#### Material for this exercise ####

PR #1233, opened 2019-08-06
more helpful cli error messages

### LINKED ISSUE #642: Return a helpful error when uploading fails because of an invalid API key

####
#### Material for this exercise ####

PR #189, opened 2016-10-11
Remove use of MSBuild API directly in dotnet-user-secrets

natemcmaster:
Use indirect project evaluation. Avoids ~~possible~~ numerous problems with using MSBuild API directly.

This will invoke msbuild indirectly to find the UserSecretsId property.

####

• What you have to do:
Nothing should appear in the answer except the lines above from the line with "PR #189, opened 2016-10-11" through the line with "This will invoke", both included, written out exactly.

• The answer:
PR #189, opened 2016-10-11
Remove use of MSBuild API directly in dotnet-user-secrets

natemcmaster:
Use indirect project evaluation. Avoids ~~possible~~ numerous problems with using MSBuild API directly.

This will invoke msbuild indirectly to find the UserSecretsId property.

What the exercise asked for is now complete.